**AIM OF THE TASK**.
Once you reach the line containing "English is not" in the data below, restate each line word for word up to and including the one containing "It is possible".

Stored data entries:
--------------------------------

Issue #1362, opened 2022-02-01
Dependency-track V4.3.6 is not reporting vulnerability for protobuf-java (3.19.0/3.19.1)


kaushikjeet:
### Current Behavior:
Our software has dependency on protobuf-java component using maven, we are using version 3.19.1 but dependency track unable to detect reported vulnerabilities against given version, maven repositories list reposted vulnerability against this version.

https://mvnrepository.com/artifact/com.google.protobuf/protobuf-java/3.19.1

### Steps to Reproduce:
1. download attached generated sbom for dependency-track ([sbom_arc.zip](https://github.com/DependencyTrack/dependency-track/files/7977064/sbom_arc.zip)
2. import in dependency-track server.
3. No vulnerabilities shown again protobuf-java: 3.19.1 version.

### Expected Behavior:
Dependency-track should display reported (CVE-2021-22569) vulnerability against given component.

### Environment:
  
  - Dependency-Track Version: V4.3.6
  - Distribution: [ Docker | Executable WAR | Traditional WAR ]
  - BOM Format & Version: CycloneDX 1.3
  - Database Server: PostgreSQL
  - Browser: Chrome Version 97.0.4692.99

### Additional Details:

We expect all components used in our product tracked for any reported vulnerabilities which we can trust and improve application security.

stevespringett:
Sonatype OSS Index is not reporting this library to be vulnerable.
https://ossindex.sonatype.org/component/pkg:maven/com.google.protobuf/protobuf-java@3.19.1

Please report false positives and false negatives for OSS Index to the OSS Index project. 
https://ossindex.sonatype.org/doc/report-vulnerability

PR #5827, opened 2026-02-19
projects: show ancestor path

valentijnscholten:
### Description

When searching for projects/components/vulnerabilities there's no visual indication of where in the Project Hierarchy a project is shown. 

### Addressed Issue
(partly) fixes #1353, #1362

### Additional Details
In v4 we need to do perform some additional java code to get the "ancestor path" populated. But in v5 this will be easier due to the materialized view being used there. Happy to forward port the feature to v5.

I haven't created tests yet as I first would like to get confirmation this is something that can be added to v4. I know v5 is around the corner. At the same it might take some time before v5 is released as GA and everybody has moved over. This PR fixes a real need in v4.

FrontEnd companion PR: https://github.com/DependencyTrack/frontend/pull/1448

### Considerations
Having the full hierarchy view when displaying ony a subset/searchresult of projects is non-trivial to implement if we take features such as paging into account. Maybe for v5 someone has a better proposal, for now an additional column seems helpful in v4.

### Checklist

Screenshot 2026-02-01 200245

Screenshot 2026-02-01 200227

### DIFF
--- a/src/main/java/org/dependencytrack/persistence/FindingsSearchQueryManager.java
+++ b/src/main/java/org/dependencytrack/persistence/FindingsSearchQueryManager.java
@@ -27,6 +27,7 @@ import org.dependencytrack.model.Analysis;
 import org.dependencytrack.model.Component;
 import org.dependencytrack.model.Finding;
 import org.dependencytrack.model.GroupedFinding;
+import org.dependencytrack.model.Project;
 import org.dependencytrack.model.RepositoryMetaComponent;
 import org.dependencytrack.model.RepositoryType;
 import org.dependencytrack.model.Vulnerability;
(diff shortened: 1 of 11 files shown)


valentijnscholten:
@nscuro I have now refactored both PRs to show the ancestor path as tooltip instead of column. Not perfect, but better than nothing and maybe good to be accepted. I've also refactored the api reponse to just return the chain of parents in the parent block instead of a new ancestor path element.

Global Policy Audit doesn't have the full parent chain as that endpoint returned detached JDO Object which only have the direct parent. If we all like the tooltip approach and/or the parent chain response format I could look at refactoring this endpoint to use value objects instead of detached objects.

Plot twist: Should we just render the tooltip on the fly using an API call for that view (or all views)? (To avoid having to build the full parent chain in the backend for every api response containing projects)

PR #281, opened 2018-06-01
conda package is dask-jobqueue, not dask_jobqueue

rsignell-usgs:


rabernat:
Thanks for catching this!

Issue #232, opened 2018-05-01
List of current Pangeo deployments


jhamman:
We'd like to develop a current listing of Pangeo deployments. If you have deployed pangeo in one form or another, please speak up!

Information we'd like to know:

1. Cloud or HPC (or other)? Which system (e.g. Google Cloud, NCAR's Cheyenne)?
1. How are you deploying dask distributed (KubeCluster, dask-jobqueue, dask-mpi, etc.)?
1. How are you deploying Jupyter (Jupyterhub, single user)
1. Primary use (Tutorial, individual research, etc.)?

(I'll provide a few examples below, sharing a url to your jupyterhub deployment is not required).

xref #229 

---------

**pangeo.pydata.org** (Pangeo EarthCube)
1. Platform: Google cloud
1. Dask: KubeCluster
1. Jupyter: JupyterHub
1. Use: Exploratory deployment for Pangeo EarthCube project. Used for demos, tutorials, research.

**pangeo-aws.cloudmaven.org** (University of Washington)
*Note: this deployment will be taken down soon*
1. Platform: Amazon cloud
1. Dask:KubeCluster
1. Jupyter: JupyterHub
1. Use: Demo deployment / proof of concept for proposal.

**Cheyenne, Caldera, and Geyser** (NCAR)
1. Platform:  HPC 
1. Dask: dask-jobqueue and dask-mpi
1. Jupyter: Single user notebook servers (jupyterhub coming soon: #26 )
1. Use: Individual research

rabernat:
### [NASA Pleiades Cluster](https://www.nas.nasa.gov/hecc/resources/pleiades.html)

1. Platform: HPC
2. Dask: dask-mpi and [custom slurm launch scripts](https://github.com/pangeo-data/pangeo/pull/105)
3. Jupyter: single user notebook servers
4. Use: Ongoing ocean and climate data analysis

### [Columbia Habanero Cluster](https://confluence.columbia.edu/confluence/display/rcs/Habanero+HPC+Cluster+User+Documentation?src=contextnavpagetreemode)

1. Platform: HPC
2. Dask: dask-mpi and [custom slurm launch scripts](https://github.com/pangeo-data/pangeo/tree/master/utilities/habanero)
3. Jupyter: single user notebook servers
4. Use: Ongoing ocean and climate data analysis

tjcrone:
#### Lamont Real-Time Earth Pangeo Cluster
1. Platform: Azure cloud
[...]

PR #284, opened 2018-06-01
Add two deployments

spencerkclark:
@rabernat I hear that you will be giving a talk at GFDL this month.  In the spirit of #232, I figured it might be helpful to note that some users there are already using Pangeo software.  I've really been enjoying using dask-jobqueue on GFDL's Post-processing and Analysis cluster.  Many thanks to everyone who has worked on that.

For what it's worth I've also helped folks use dask-jobqueue on a Princeton research computing cluster, so I've added that too.

cc: @nathanieltarshish @jbusecke.

### DIFF
--- a/docs/data/deployments.yml
+++ b/docs/data/deployments.yml
@@ -98,3 +98,18 @@
   dask: dask-kubernetes
   jupyter: Jupyterhub
   kind: cloud
+
+- name: GFDL Post-processing and Analysis Cluster
+  description: HPC cluster running at the NOAA Geophyiscal Fluid Dynamics Laboratory
+  platform: HPC
+  dask: dask-jobqueue with a custom PBSCluster subclass
+  jupyter: Single user notebook servers
+  kind: hpc
+
+- name: Princeton Tiger Cluster
+  description: Research computing cluster running at Princeton University
+  link: https://researchcomputing.princeton.edu/systems-and-services/available-systems/tiger
+  platform: HPC
+  dask: dask-jobqueue
+  jupyter: Single user notebook servers
+  kind: hpc
--- a/docs/_templates/deployments.html
+++ b/docs/_templates/deployments.html
@@ -60,7 +60,7 @@
         <!-- <br> -->
         <li><em>Dask Deployment: {{ deployment.dask }}</em></li>
         <!-- <br> -->
-        <li><em>Jupyter Deploymentn: {{ deployment.jupyter }}</em></li>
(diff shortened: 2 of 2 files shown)


docs/data/deployments.yml
```diff
@@ -98,3 +98,18 @@
   dask: dask-kubernetes
   jupyter: Jupyterhub
   kind: cloud
+
+- name: GFDL Post-processing and Analysis Cluster
+  description: HPC cluster running at the NOAA Geophyiscal Fluid Dynamics Laboratory
+  platform: HPC
+  dask: dask-jobqueue with a custom PBSCluster subclass
```
jhamman: This interests me. If you have a moment, would you mind sharing a bit more about this. Either here, or preferably, on the dask-jobqueue issue tracker.

spencerkclark: Sure thing  - GFDL uses the [Moab Workload Manager](http://docs.adaptivecomputing.com/mwm/7-1-3/help.htm#cover_page.html) for batch job scheduling, which behaves very similarly to a standard PBS system (i.e. scripts take PBS directives etc.).  There are some differences, however, in the command names for submitting and cancelling jobs (see below).  As far as I can tell the only way to override those is by creating a subclass of PBSCluster.  In addition, I've found the need to override the function that parses the job ID, so that one can stop workers when desired (the default implementation does not parse it correctly).  The subclass is only a few lines:
```python
from dask_jobqueue import PBSCluster


class PPANCluster(PBSCluster):
    """A custom PBSCluster for use on the GFDL PPAN"""
    submit_command = 'msub'
    cancel_command = 'canceljob'

    def _job_id_from_submit_output(self, out):
        return out.strip()
```
I'm happy to report this in dask-jobqueue if you'd like.

guillaumeeb: That's interesting!

That would be nice to report this in dask_jobqueue. Maybe others are using Moab.

Could you share this as a pull request? Maybe renaming the class as MoabCluster.

spencerkclark: I'd be open to that.  Before I do that, I'll just note that I think Moab is proprietary.  Does that pose any problems?

jhamman: No problems that I can see.

spencerkclark: Sounds good.  Here is a link to the PR: dask/dask-jobqueue#66.

rabernat:
I know I'm late to the party, but thanks so much for sharing this!

PR #290, opened 2018-06-06
More use cases

jhamman:
cc @sridge


rabernat:
For the future, we should develop guidelines which clarify these formatting issues to make it easier to submit notebooks.

PR #292, opened 2018-06-06
new ssh notebook

rabernat:
This basically just an execution the notebook that's in the notebook docker image (with @willirath's fix for weighting).


docs/use_cases/index.rst
```diff
@@ -9,7 +9,7 @@ Physical Oceanography
 .. toctree::
    :maxdepth: 1
 
-   ocean_cm2.6_eddy_statistics
+   sea-surface-height
```
jhamman: do you want to remove the `ocean_cm2.6_eddy_statistics` notebook since  in this PR too?

rabernat: Yes. That notebook is out of date. I will be adding an updated one in a future PR.

PR #307, opened 2018-06-12
fix some minor typos

ocefpaf:
English is not my first language, so some of these correction may be wrong :grimacing:

### DIFF
--- a/docs/about.rst
+++ b/docs/about.rst
@@ -3,12 +3,12 @@
 About Pangeo
 ============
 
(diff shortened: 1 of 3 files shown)


rabernat:
Gah! So many typos! So embarrassing!

It is possible that some of this was written in a text editor without a spell checker. Also, we hustled very fast at the end to get it out there.

I see no reason not to merge these fixes right away. @ocefpaf your help is so appreciated!

PR #310, opened 2018-06-13
Remove pinning of JupyterHub image

mrocklin:
Merging soon if there are no comments.


jhamman:
Fine by me!

jacobtomlinson:
I seem to remember pinning this when the default was still v5 to pull it up to the newer version. I don't see why this can't be removed now.

PR #318, opened 2018-06-18
Added Rob Hetland to people.yml

hetland:


rabernat:
Welcome Rob! We would love to learn about how you are using (or interested in using) pangeo.

PR #325, opened 2018-06-27
Pangeo-Binder

jhamman:
I've been working on getting a Pangeo-like Binder deployment up and running that will support using dask-kubernetes.

Some key points:

- docker builds the notebook image, can include dask-kubernetes
- working on exposing the Google Container Registry docker image path to notebook image environment/dask-kubernetes (xref: https://github.com/jupyterhub/kubespawner/pull/193)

--------------------------------

**OUTPUT OF THE TASK**.
English is not my first language, so some of these correction may be wrong :grimacing:

### DIFF
--- a/docs/about.rst
+++ b/docs/about.rst
@@ -3,12 +3,12 @@
 About Pangeo
 ============
 
(diff shortened: 1 of 3 files shown)


rabernat:
Gah! So many typos! So embarrassing!

It is possible that some of this was written in a text editor without a spell checker. Also, we hustled very fast at the end to get it out there.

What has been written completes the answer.